There are explanations for why Iran (the most likely suspect), perhaps in conjunction with Hezbollah (a plausible suspect as well), yesterday murdered seven Israeli tourists and wounded 33 more in Bulgaria. Iran may be retaliating for Israel’s assassination of its scientists. Hezbollah may still be seeking revenge for Israel’s assassination of master-terrorist Imad Mugniyah, the man reportedly responsible for Hezbollah’s 1994 attack on a Buenos Aires Jewish Community Center.
There are explanations in the same way that Osama Bin Laden offered explanations for Al Qaeda’s murder of Americans: He was furious over the stationing of American troops on Arabia’s sacred soil. But such explanations don’t help us fully understand.

They don’t help us understand why certain regimes, and certain movements, intentionally kill civilians, people who just happen to be in the wrong office building or tourist bus. In this case, the only way to understand such horrors is to understand the character of the Iranian regime, a regime willing to torture, murder and rape its young in order to keep itself in power. What Tehran did yesterday in Bulgaria was export its fundamental disregard for the dignity and sanctity of human life.

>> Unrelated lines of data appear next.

PR #220, opened 2026-05-10
simd-support for chunk-gen

yunuservices:
## What changed?

  - Added SIMD helpers for chunk generation.
  - Integrated SIMD-assisted paths into NoiseChunk and Aquifer hot paths.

Yes, democracies can act barbarically abroad as well. In the 1950s, Britain murdered tens of thousands of Kenyans during the Mau Mau rebellion. The United States killed even more during Vietnam. But democracy also fosters certain habits, inclinations and patterns of thought that restrain government abuse. That’s why the United States never dominated Western Europe, or even Latin America, with the brutality that the Soviet Union dominated Eastern Europe. It’s why Turkey didn’t respond to the deaths of its citizens on the Gaza flotilla by sinking an Israeli merchant ship. And it’s why Israel, even if severely provoked, would never blow up a bus in an attempt to kill scores of innocent civilians.

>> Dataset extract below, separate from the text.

PR #221, opened 2026-05-11
Fix stale player list GUI

RuleGaed:
Fixes a stale player list GUI issue where the list could fail to update if one player leaves and another joins between refreshes. The previous logic skipped updates when the player count stayed the same, but the displayed player names may still have changed.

Reinhold Niebuhr spent the early cold war reminding the left that America really was morally superior to the Soviet Union and reminding the right that America would only remain morally superior if it honored the fragile system of democratic constraints that checked its capacity for evil. At Open Zion, we spend a lot of time echoing Niebuhr’s latter imperative, and decrying the erosion of democratic norms in Israel. But on certain days, it is Niebuhr’s first insight that constitutes the most relevant truth. Seven Israelis are dead and 33 are wounded not simply because Israel is locked in a geopolitical struggle with Iran, but because it is struggling against a regime fundamentally different from itself. It is a struggle Israel and the United States must win. And in the process, hopefully, Iran’s leaders will be called to account for the evil they committed in Bulgaria yesterday.